Your cooperative does, however, generate margins, which is returned to the members over a period of time. It is important to realize there is a difference between "revenue" and "profit." The cooperative must generate enough revenue to cover all costs of providing service and operating the cooperative. Any profit, or margins, left at the end of the year is allocated to the members as capital credits.
Once a year, a formal audit determines the cooperative's income and expenses. Income remaining after deducting all expenses is the "net margin." This amount represents Capital Credits. Capital Credits are divided among the members, or owners of the cooperative in proportion to how much electricity each member purchases. This follows the cooperative principle that ownership benefits are generally in proportion to use.
Although the margins are annually allocated and assigned to members, they aren't necessarily distributed at that time. Capital Credits, or patronage refunds, as they are sometimes called, represent an important source of financing for the cooperative. Just as the benefits of a cooperative are tied to use, so is the responsibility to finance the business.
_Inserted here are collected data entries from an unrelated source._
PR #383, opened 2024-03-22
Handle txn failure when retrieving txn receipt

ian-shim:
If the transaction has been submitted by Fireblocks, `wallet.GetTransactionReceipt` [returns](https://github.com/Layr-Labs/eigensdk-go/pull/158/files) `ErrTransactionFailed` if the transaction has failed permanently. 
Check this condition and disregard the transaction for receipt retrieval. 

## Checks

- Testing Strategy
   - [ ] Unit tests
   - [ ] Integration tests

### DIFF
--- a/disperser/batcher/txn_manager.go
+++ b/disperser/batcher/txn_manager.go
@@ -176,9 +176,15 @@ func (t *txnManager) ensureAnyTransactionEvaled(ctx context.Context, txs []*tran
 	defer queryTicker.Stop()
 	var receipt *types.Receipt
 	var err error
+	// transactions that need to be queried. Some transactions will be removed from this map depending on their status.
+	txnsToQuery := make(map[walletsdk.TxID]*types.Transaction, len(txs))
+	for _, tx := range txs {
+		txnsToQuery[tx.TxID] = tx.Transaction
+	}
+
 	for {
-		for _, tx := range txs {
-			receipt, err = t.wallet.GetTransactionReceipt(ctx, tx.TxID)
+		for txID, tx := range txnsToQuery {
+			receipt, err = t.wallet.GetTransactionReceipt(ctx, txID)
 			if err == nil {
 				chainTip, err := t.ethClient.BlockNumber(ctx)
 				if err == nil {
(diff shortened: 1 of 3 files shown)


disperser/batcher/txn_manager.go
```diff
@@ -176,9 +176,15 @@ func (t *txnManager) ensureAnyTransactionEvaled(ctx context.Context, txs []*tran
 	defer queryTicker.Stop()
 	var receipt *types.Receipt
 	var err error
+	// transactions that need to be queried. Some transactions will be removed from this map depending on their status.
+	txnsToQuery := make(map[walletsdk.TxID]*types.Transaction, len(txs))
+	for _, tx := range txs {
```
mooselumph, line 181: Not this PR, but do these "gas-upping" transactions have different hashes? Why do we need to separately watch for all of them?

disperser/batcher/txn_manager.go
```diff
@@ -193,8 +199,11 @@ func (t *txnManager) ensureAnyTransactionEvaled(ctx context.Context, txs []*tran
 				}
 			}
 
-			if errors.Is(err, ethereum.NotFound) {
-				t.logger.Debug("Transaction not yet mined", "component", "TxnManager", "method", "ensureAnyTransactionEvaled", "txID", tx.TxID, "txHash", tx.Hash().Hex())
+			if errors.Is(err, ethereum.NotFound) || errors.Is(err, walletsdk.ErrReceiptNotYetAvailable) {
+				t.logger.Debug("Transaction not yet mined", "component", "TxnManager", "method", "ensureAnyTransactionEvaled", "txID", txID, "txHash", tx.Hash().Hex(), "err", err)
+			} else if errors.Is(err, walletsdk.ErrTransactionFailed) {
+				t.logger.Debug("Transaction failed", "component", "TxnManager", "method", "ensureAnyTransactionEvaled", "txID", txID, "txHash", tx.Hash().Hex(), "err", err)
+				delete(txnsToQuery, txID)
```
mooselumph, line 206: I guess an optimization would be to immediately return if the map is empty, but doesn't seem important.

mooselumph (approved):

disperser/batcher/txn_manager.go
ian-shim: Each replacing transaction will have a new transaction hash even if it replaces an existing transaction, and not all nodes necessarily are sync'd with the new transaction at the same time. Which means that the old transaction being replaced can be confirmed before the new transaction propagates to the network. Therefore, we'd need to look at all of these transactions to check if any one succeeded.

The cooperative is financed when you pay for electric service and through retaining Capital Credits.
Your board of directors, made up of members just like you, decides on the amount of Capital Credits that can be returned to the members each year and still keep the cooperative on a sound financial basis. The retained amount belongs to you and will be paid out at a later date. Each cooperative develops its own method for returning Capital Credits. For more information about how your cooperative pays Capital Credits, contact our general manager.
Telling the story of Capital Credits emphasizes the most important principle of the cooperative - it belongs to you!
If your power goes out:
Check your fuses or circuit breakers (keep in mind there may be a main breaker outside under the meter)
Check to see if the meter's digital display is visible
- If visible, the meter has power from the utility side and you will need to call a private electrician
- If blank, utility-side power is out, and utility crews will be dispatched to fix the problem
Report the outage: Call 1-800-447-5051
Buildings, land, and other assets are accounted for in General Plant. The General Plant Fund is used to help pay for these items rather than using costly loan funds and thereby helps keep electric rates as low as possible.
The Power Cost Adjustment (PCA) is an adjustment made on your electric bill, which either goes up or down dependent upon what the true cost of power is from Dairyland Power Cooperative.
This adjustment is based on your kWh consumption. When the cost of purchased power exceeds an anticipated level, the power cost adjustment factor comes into effect and is added to your bill. Conversely, when the cost of power is under this level, the power cost adjustment calculates a discount on your kWh charges.
Any electricity used beyond 1,500 kilowatt-hours (kWh) is billed at a lower rate. For example, if you used 1,900 kWh, you would see one line showing 1,500 kWh at the regular kWh rate, and then below that line you would see the other 400 kWh billed at the lower rate. Since 1,500 kWh + 400 kWh = 1,900 kWh, all the kWh you used were accounted for.